= Generally Accepted Accounting Practice (UK) =

British regulatory body establishing company account preparation practices

Generally Accepted Accounting Practice in the UK (UK GAAP or GAAP (UK)) is the overall body of regulation establishing how company accounts must be prepared in the United Kingdom. Company accounts must also be prepared in accordance with applicable company law (for UK companies, the Companies Act 2006; for companies in the Channel Islands and the Isle of Man, companies law applicable to those jurisdictions).

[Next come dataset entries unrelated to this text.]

PR #438, opened 2018-02-16
Add digest_run_subscriber_id index

gpeng:
We don't join on this currently within the app but it's helpful in some diagnostic queries.

### DIFF
--- a/db/migrate/20180216100846_add_subscription_contents_index.rb
+++ b/db/migrate/20180216100846_add_subscription_contents_index.rb
@@ -1,0 +1,5 @@
+class AddSubscriptionContentsIndex < ActiveRecord::Migration[5.1]
+  def change
+    add_index :subscription_contents, :digest_run_subscriber_id
+  end
+end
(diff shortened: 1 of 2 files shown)


db/migrate/20180216100846_add_subscription_contents_index.rb
```diff
@@ -0,0 +1,5 @@
+class AddSubscriptionContentsIndex < ActiveRecord::Migration[5.1]
+  def change
+    add_index :subscription_contents, :digest_run_subscriber_id
```
thomasleese: Do you know how long this takes and if we have to add the index concurrently?

gpeng: No... But I do have a DB backup now so I'll find out.

gpeng: It was 0.1218s on my machine with 262751 `SubscriptionContent` records.

thomasleese: That seems fine to me.

PR #442, opened 2018-02-20
Various delivery request improvements

thomasleese:
This PR introduces a number of improvements to the delivery request service and delivery attempts.

Firstly, this makes the delivery attempt reference a UUID and stores it like that in the database. This should enable an ever so slightly performance improvement, and reduced disk storage size.

Secondly, this enables an option that allows only emails with an address in the whitelist to be sent, while all others are ignored. This allows us to reduce the number of emails being sent out in staging and integration.

[Trello Card](https://trello.com/c/Q7xZvdUN/630-only-send-emails-to-the-whitelist)

### DIFF
--- a/app/services/delivery_request_service.rb
+++ b/app/services/delivery_request_service.rb
@@ -22,27 +22,31 @@ class DeliveryRequestService
     reference = SecureRandom.uuid
     address = determine_address(email, reference)
 
-    MetricsService.email_send_request(provider_name) do
-      provider.call(
-        address: address,
-        subject: subject,
-        body: email.body,
+    return if address.nil?
+
+    begin
+      MetricsService.email_send_request(provider_name) do
+        provider.call(
+          address: address,
+          subject: subject,
+          body: email.body,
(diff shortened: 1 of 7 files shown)


app/services/delivery_request_service.rb
```diff
@@ -18,42 +18,39 @@ def self.call(*args)
...
-    reference = generate_reference(email)
+    reference = SecureRandom.uuid
     address = determine_address(email, reference)
 
-    MetricsService.email_send_request(provider_name) do
-      provider.call(
-        address: address,
-        subject: subject,
-        body: email.body,
+    return if address.nil?
```
bevanloon: This is interesting - previously, if we got here with a `nil` email, I think we would have ended up with an error in Sentry; Notify would have errd, we would have caught a the `ProviderError` and then attempted to write a DeliveryAttempt with a nil email, which would fail the validation on the model.  I'm not sure that was ever a conscious decision when we wrote the code or an accidental side effect.

PR #449, opened 2018-02-22
Store digest run subscribers count

thomasleese:
This stores the count of all the digest run subscribers created for a particular digest run as we our archive policy will be to delete old digest run subscribers over time and these keeps a useful statistic around.


thomasleese:
@kevindew Agreed... I've amended the PR!

PR #452, opened 2018-02-23
Add ability to ignore notify email addresses for testing

1pretz1:
Ignores notify email addresses containing '@notifications.service.gov.uk',
meaning no subsriber will be created but a successful sign up message will still
appear.

### DIFF
--- a/README.md
+++ b/README.md
@@ -135,6 +135,11 @@ and it will create a new subscription between the email address and the
 subscriber list. It will respond with a `201 Created` if it's a new
 subscription or a `200 OK` if the subscription already exists.
 
+### Using test email addresses for signup
+
+Using any email address that ends with '@notifications.service.gov.uk'
+will not create a subscriber or a subscription, however will return a `201 Created`.
+
 ### healthcheck API
 
 A queue health check endpoint is available at /healthcheck
--- a/app/controllers/subscriptions_controller.rb
+++ b/app/controllers/subscriptions_controller.rb
@@ -1,5 +1,7 @@
 class SubscriptionsController < ApplicationController
   def create
+    return render json: { id: 0 }, status: :created if smoke_test_address?
+
     subscription = Subscription.find_or_initialize_by(
       subscriber: subscriber,
       subscriber_list: subscribable,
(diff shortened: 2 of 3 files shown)


1pretz1:
Also altered 'db/seeds.rb' as the original when running tests threw a syntax error.

app/controllers/subscriptions_controller.rb
```diff
@@ -1,5 +1,7 @@
 class SubscriptionsController < ApplicationController
   def create
+    return render json: {}, status: status if notify_address
```
kevindew: At this point status will be undefined (ruby probably hoists it to be a nil) probably be better if this was set to `:created`.

The json returned should also return the same response as the rest of the app as this would break any apps expecting an id in the response. I'd go with an id of 0.

app/controllers/subscriptions_controller.rb
```diff
@@ -11,15 +13,17 @@ def create
     subscription.frequency = frequency
     subscription.signon_user_uid = current_user.uid
     subscription.save!
-
     render json: { id: subscription.id }, status: status
   end
 
 private
 
+  def notify_address
```
kevindew: To follow ruby convention this method should end with a question mark

app/controllers/subscriptions_controller.rb
```diff
@@ -11,15 +13,17 @@ def create
...
+    address.include?("@notifications.service.gov.uk")
```
kevindew: Might be better to use `address.end_with?("@notifications.service.gov.uk")`

db/seeds.rb
```diff
@@ -1,9 +1,11 @@
...
-  name: "Test user",
-  permissions: %w[signin status_updates],
-  organisation_content_id: gds_organisation_id,
-)
+  User.create!(
+    name: "Test user",
+    permissions: %w[signin status_updates],
+    organisation_content_id: gds_organisation_id,
+  )
+end
```
kevindew: What's the error you get here? just tried on mine and it worked ok.

app/controllers/subscriptions_controller.rb
kevindew: Also might be better to call this smoke_test_address? be good to have clues that this is just for testing purposes.

README.md
```diff
@@ -54,6 +54,11 @@ sidekiq-monitoring for email-alert-api uses 3089
 * Run `RAILS_ENV=test bundle exec rake db:setup` to load the database
 * Run `bundle exec rspec` to run the tests
 
+### Using test email addresses for signup
+
+Using any email address that ends with '@notifications.service.gov.uk'
+will not create a subscriber or a subscription, however will return a 201.
+
```
kevindew: This sounds accurate but I think it would make more sense being in the context of the application endpoints section as this only applies to that particular endpoint.

PR #453, opened 2018-02-23
Fix delivery request worker

thomasleese:
Retry was out of scope of the retry mechanism. Move the retry code in to scope to fix the errors.

[Trello Card](https://trello.com/c/H9cStV98/640-retry-mechanism-for-dealing-with-a-rate-limit-doesnt-work)

### DIFF
--- a/app/workers/delivery_request_worker.rb
+++ b/app/workers/delivery_request_worker.rb
@@ -8,7 +8,12 @@ class DeliveryRequestWorker
   end
 
   sidekiq_retries_exhausted do |msg, _e|
-    reschedule_job if msg["error_class"] == "RatelimitExceededError"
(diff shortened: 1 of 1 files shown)


thomasleese:
Potentially, but the hard part is that it only runs after Sidekiq has stopped retrying it itself, I'm not sure how we can trigger that.

gpeng:
Oh yeah... Can we configure Sidekiq to retry 0 times in the test? We're getting into the realms of testing totally different behaviour than we're implementing at that point I suppose.

gpeng:
We're struggling to find a worthwhile way of testing this and it's already broken in staging/production so I'm going to merge for now and we can discuss further if need be.

PR #454, opened 2018-02-23
Add more email address validation

rubenarakelyan:
This commit adds more validation for email addresses. They must have:
* Exactly one “@“ sign
* At least one “.” in the domain or an IP address in “[]”
* No commas

Trello: https://trello.com/c/dywIBaJ5/639-add-more-validation-on-email-addresses

### DIFF
--- a/app/validators/email_address_validator.rb
+++ b/app/validators/email_address_validator.rb
@@ -1,0 +1,44 @@
+class EmailAddressValidator < ActiveModel::Validator
+  def validate(record)
+    email_address = record.address
+    unless email_address.nil? || valid_email_address?(email_address)
+      record.errors.add(:address, 'is not an email address')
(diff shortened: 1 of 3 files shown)


app/validators/email_address_validator.rb
```diff
@@ -0,0 +1,39 @@
...
+  def validate(record)
+    email_address = record.address
+    unless email_address.nil? || valid_email_address?(email_address)
+      record.errors.add(:address, 'is not an email address')
+    end
+  end
+
+  private
+
+  def valid_email_address?(email_address)
```
thomasleese: We should also check it doesn't contain a new line character.

rubenarakelyan: Done

PR #458, opened 2018-02-26
Add very primitive sanity check to govdelivery import

bevanloon:
A very primitive test against our govdelivery csv to make sure we pass
them in the correct order.

### DIFF
--- a/lib/import_govdelivery_csv.rb
+++ b/lib/import_govdelivery_csv.rb
@@ -16,6 +16,7 @@ class ImportGovdeliveryCsv
     check_encoding_is_windows_1252
     get_user_confirmation
 
+    sanity_check_csv
     import_subscribers
     import_subscriptions
   end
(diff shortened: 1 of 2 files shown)


lib/import_govdelivery_csv.rb
```diff
@@ -26,6 +27,11 @@ def call
 
   DEFAULT_DIGEST_FREQUENCY = Frequency::IMMEDIATELY
 
+  def sanity_check_csv
+    headers = CSV.open(subscriptions_csv_path, 'r') {|c| c.first}
+    raise RuntimeError.new("Your csv files do not seem to be correct.") if headers.map(&:downcase).include?("subscriber_type")
```
thomasleese: You don't need the `RuntimeError.new` here, if you `raise` a string you'll get a `RuntimeError`.

thomasleese: I think it might be worth doing a sanity check on both the files. I would check that the subscriptions file has a `TOPIC_CODE` and I would check that the digests file has a `DIGEST_FOR`.

PR #459, opened 2018-02-26
Add a migration to make various primary keys UUIDs

thomasleese:
This changes the primary keys on delivery attempts, content changes, emails and subscription contents into UUIDs. This is because UUIDs fit better for these records, especially in terms of archiving the data. We will also replace the reference field on delivery attempts to use this primary key.

Depends on https://github.com/alphagov/govuk-puppet/pull/7289.

### DIFF
--- a/config/database.yml
+++ b/config/database.yml
@@ -17,6 +17,7 @@ development:
 test:
   <<: *default
   database: email-alert-api_test
+  url: <%= ENV["TEST_DATABASE_URL"] %>
 
 production:
   <<: *default
--- a/Jenkinsfile
+++ b/Jenkinsfile
@@ -2,5 +2,6 @@
 
 node {
   def govuk = load '/var/lib/jenkins/groovy_scripts/govuk_jenkinslib.groovy'
+  govuk.setEnvar("TEST_DATABASE_URL", "postgresql://email-alert-api:email-alert-api@localhost/email-alert-api_test")
   govuk.buildProject()
 }
--- a/app/workers/immediate_email_generation_worker.rb
+++ b/app/workers/immediate_email_generation_worker.rb
@@ -29,7 +29,9 @@ private
 
       email_ids = import_emails(subscribers, subscription_contents).ids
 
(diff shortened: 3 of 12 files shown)


kevindew:
Do we need an enable extension in migration too?

thomasleese:
@kevindew The apps don't have permissions to create extensions on their databases, so even if we had it in the migration it wouldn't work if the extension wasn't enabled. I suppose we could add it anyway as an early warning check.

kevindew:
@thomasleese Sure does it blow up if the extension is already enabled and it tries to enable it?

thomasleese:
@kevindew `enable_extension` does a `CREATE EXTENSION IF NOT EXISTS`, so no :)

bevanloon:
Does `.first` still work as expected when we move to UUIDs?

thomasleese:
@bevanloon Not really, we could introduce some default scopes for some models based on dates, but that will come in a later PR.

bevanloon:
@thomasleese sounds good. So I'm just wondering how that affects things like https://github.com/alphagov/email-alert-api/blob/master/app/services/metrics_service.rb#L50?

Might be an idea at some point to tidy up the migrations as well since a few of them rely on `.first`

thomasleese:
@bevanloon Hmm yeah, that's a weird one because I believe that's really only checking for "one or nil" since the check above it is making sure it's not a digest, I think that whole section of code could be made clearer.

config/database.yml
```diff
@@ -16,6 +16,9 @@ development:
 
 test:
   <<: *default
+  host: localhost
+  username: email-alert-api
+  password: email-alert-api
```
kevindew: Is this for CI? I wonder if it's better if we set this via DATABASE_URL env var? eg how we do this: https://github.com/alphagov/whitehall/blob/master/config/database.yml#L18 and set it in in the jenkinsfile (otherwise this may make it a bit of a pain to run tests locally)

thomasleese:
@kevindew It's possible we will see errors, although the whole migration takes only a few milliseconds. It won't cause anything fatal as GovDelivery is completely separated from the GOV.UK Notify system.

PR #460, opened 2018-02-26
Add a tally to the subscription import

bevanloon:
Having a tally of total subscriptions imported is a nice to have and
gives a rough indication of how much longer the import will take.

[Trello](https://trello.com/c/HX9boFIl/652-dry-run-todos)


bevanloon:
@kevindew - rejigged this.
Also half-inched your "time remaining" function 👍

PR #507, opened 2018-03-08
 Import subscription contents in batches grouped by subscriber

thomasleese:
We are seeing a problem where we are importing subscription contents in constant sized batches which could lead to not importing all the subscription contents for a particular subscriber in one go.

This can lead to users receiving duplicate emails for a content change since the deduplication relies on the assumption that all subscription contents are imported.

The alternative would be to import all subscription contents in one go, but that prevents us from being able to start sending emails as quick as possible as it can take a bit of time to generate the emails in the first place. It would also lead to a huge delivery queue which could use more memory.

[Trello Card](https://trello.com/c/LQ48zPbL/699-fix-any-post-deploy-bugs)

### DIFF
--- a/app/workers/subscription_content_worker.rb
+++ b/app/workers/subscription_content_worker.rb
@@ -19,11 +19,7 @@ private
         [content_change_id, subscription_id]
       end
 
-      begin
-        SubscriptionContent.import!(columns, records)
-      rescue StandardError => ex
-        Raven.capture_exception(ex, tags: { version: 2 })
-      end
+      SubscriptionContent.import!(columns, records)
 
       ImmediateEmailGenerationWorker.perform_async
     end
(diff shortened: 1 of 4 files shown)


app/workers/subscription_content_worker.rb
```diff
@@ -1,32 +1,48 @@
...
+    ImmediateEmailGenerationWorker.perform_async
+  end
+
+  def grouped_subscription_ids_per_subscriber(content_change)
+    subscriptions_for(content_change: content_change)
+      .pluck(:subscriber_id, :id)
+      .group_by(&:first)
+      .each_with_object({}) do |(subscriber_id, rows), hash|
+        hash[subscriber_id] = rows.map(&:last)
+      end
```
kevindew: You could possibly do more of this in postgres with a group(:subscriber_id) and pluck the array agg of the ids

thomasleese: Good idea!

thomasleese:
@kevindew I've addressed all your comments except the one about the infinite loop because, while I agree it is a problem, I think it is out of scope for this PR and I've put a card in planning for it. If you could take another look that would be great!

PR #512, opened 2018-03-12
Add sent_at and completed_at to DeliveryAttempt

1pretz1:
Email-alert-api now records when the email was delivered by notify(sent_at)
and when a delivery status update occurs(completed_at), e.g from temp-failure to
permanent failure. This information is recorded in the DeliveryAttempt
model. Also in the Email model, the 'finished_sending_at' column is now
populated with the 'sent_at' value from the DeliveryAttempt, instead of the 'updated_at' field.

### DIFF
--- a/app/services/status_update_service.rb
+++ b/app/services/status_update_service.rb
@@ -1,7 +1,9 @@
 class StatusUpdateService
-  def initialize(reference:, status:, user: nil)
+  def initialize(reference:, status:, completed_at:, sent_at:, user: nil)
     @reference = reference
     @status = status
+    @completed_at = completed_at
+    @sent_at = sent_at
     @user = user
     @delivery_attempt = find_delivery_attempt(reference)
   end
@@ -13,6 +15,8 @@ class StatusUpdateService
   def call
     begin
       delivery_attempt.update!(
+        sent_at: sent_at,
+        completed_at: completed_at,
         status: status.underscore,
         signon_user_uid: user&.uid,
       )
@@ -42,7 +46,7 @@ class StatusUpdateService
 
 private
 
-  attr_reader :delivery_attempt, :reference, :status, :user
+  attr_reader :delivery_attempt, :reference, :status, :user, :completed_at, :sent_at
   delegate :email, to: :delivery_attempt
 
   def subscriber
--- a/spec/features/technical_failure_spec.rb
+++ b/spec/features/technical_failure_spec.rb
@@ -15,8 +15,10 @@ RSpec.describe "Failing to deliver an email via Notify (technical failure)", typ
     expect(data.fetch(:status)).to eq("ok")
 
     reference = email_data.fetch(:reference)
-    send_status_update(reference, "technical-failure", expected_status: 204)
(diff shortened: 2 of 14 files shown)


app/services/status_update_service.rb
```diff
@@ -1,5 +1,7 @@
 class StatusUpdateService
-  def initialize(reference:, status:, user: nil)
+  def initialize(sent_at:, completed_at:, reference:, status:, user: nil)
```
thomasleese: Just personal opinion I guess, but I think `sent_at` and `completed_at` should appear after the `reference` and `status` arguments. I definitely think the `reference` should come first as it's the delivery attempt that this service class acts on.

spec/support/feature_helpers.rb
```diff
@@ -70,8 +70,8 @@ def create_content_change(overrides = {})
     expect(response.status).to eq(202)
   end
 
-  def send_status_update(reference, status, expected_status: 204)
-    params = { reference: reference, status: status }
+  def send_status_update(sent_at, completed_at, reference, status, expected_status: 204)
```
thomasleese: Similar to above, I would move these arguments after the `reference` and `status` arguments.

spec/services/status_update_service_spec.rb
```diff
@@ -2,24 +2,38 @@
...
     expect { status_update }
-      .to change { delivery_attempt.reload.status }
-      .to("delivered")
+    .to change { delivery_attempt.reload.status }
+    .to("delivered")
+  end
+
+  it "updates the completed_at field" do
+    expect { status_update }
+    .to change { delivery_attempt.reload.completed_at }
```
thomasleese: I think this `.to` lines should be indented in.

spec/services/status_update_service_spec.rb
```diff
@@ -2,24 +2,38 @@
   let(:reference) { "b6589b2b-8f8e-457b-9ddf-237b62438ad1" }
 
   let!(:delivery_attempt) do
-    create(:delivery_attempt, id: reference, status: "sending")
+    create(:delivery_attempt, id: reference, status: "sending", completed_at: nil, sent_at: nil)
```
thomasleese: This fields should default to `nil` so you don't need to specify them.

spec/services/delivery_request_service_spec.rb
```diff
@@ -125,13 +125,6 @@
         subject.call(email: email)
         expect(DeliveryAttempt.last).to be_delivered
       end
-
-      it "marks the email as being finished sending" do
```
thomasleese: Why do we need to remove this test?

spec/features/technical_failure_spec.rb
```diff
@@ -16,8 +16,10 @@
     expect(data.fetch(:status)).to eq("ok")
 
     reference = email_data.fetch(:reference)
-    send_status_update(reference, "technical-failure", expected_status: 204)
+    completed_at = Time.parse("2017-05-14T12:15:30.000000Z")
+    sent_at ||= completed_at
```
thomasleese: I think we can just use `=` here instead of `||=`.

Generally accepted accounting practice is a statutory term in the UK Taxes Acts. The abbreviation "GAAP" is also accepted as an abbreviation for the term used in other jurisdictions, Generally Accepted Accounting Principles, or Generally Accepted Accounting Policies.

== History ==
Accounting standards derive from a number of sources. The chief standard-setter is the Accounting Standards Board (ASB), which issues standards called Financial Reporting Standards (FRS). The ASB is part of the Financial Reporting Council, an independent regulator funded by a levy on listed companies, and it replaced the Accounting Standards Committee (ASC), which was disbanded in 1990 following a number of criticisms of its work. To the extent that the ASC's pronouncements, known as Statements of Standard Accounting Practice (SSAPs), have not been replaced by FRS, they remain in force.

== Process for setting standards==
The ASB has a formal exposure process for proposed standards. Early concepts are issued as Discussion Papers. These are released to the public and comments invited. Where a new standard is to be proposed, a Financial Reporting Exposure Draft (FRED) is released for comment. The standard in final form is only issued when comments have been incorporated or addressed. This aims to address the criticisms levelled at the ASC, whose comment process was less rigorous.

Issues that require an immediate solution are considered by the Urgent Issues Task Force (UITF). The UITF comprises a number of senior figures from industry and accounting firms. It meets as necessary to consider pressing issues and issues Abstracts which become binding immediately.

== Legislation ==
The principal legislation governing reporting in the UK is laid down in the Companies Act 2006, which incorporates the requirements of European law. The Companies Act sets out certain minimum reporting requirements for companies and, for example, requires limited companies to file their accounts with the Registrar of Companies who makes them available to the general public.

From 2005, this framework changed as a result of European law requiring that all listed European companies report under International Financial Reporting Standards (IFRS). In the UK, companies which are not listed have the option to report either under IFRS or under UK GAAP. Recently issued UK FRSs have, in any case replicated the wording of corresponding IFRS, reducing the differences between the two sets of standards significantly.

== New UK GAAP ==
A new financial reporting framework came into effect in the UK on 1 January 2015.

The UK's Financial Reporting Council (FRC) published five standards which together form the basis of the new UK regime. The Financial Reporting Standard for Smaller Entities will continue to be available for those that qualify to use it and will remain fundamentally unaltered for the time being.

In March 2013, the FRC (now responsible for issuing accounting standards in the UK) issued FRS 102, The Financial Reporting Standard Applicable in the UK and Republic of Ireland. This followed the issue of FRS 100 Application of Financial Reporting Requirements and FRS 101 The Reduced Disclosure Framework in November 2012. Together these standards make up what is commonly being referred to by accountants as new UK GAAP, which takes mandatory effect for accounting periods commencing on or after 1 January 2015.

FRS 102 replaces almost 3000 pages of current UK and Ireland GAAP with just over 300. The main purpose is to make reporting requirements proportionate to the size of the entity, and it also includes changes to disclosure, measurement, and recognition.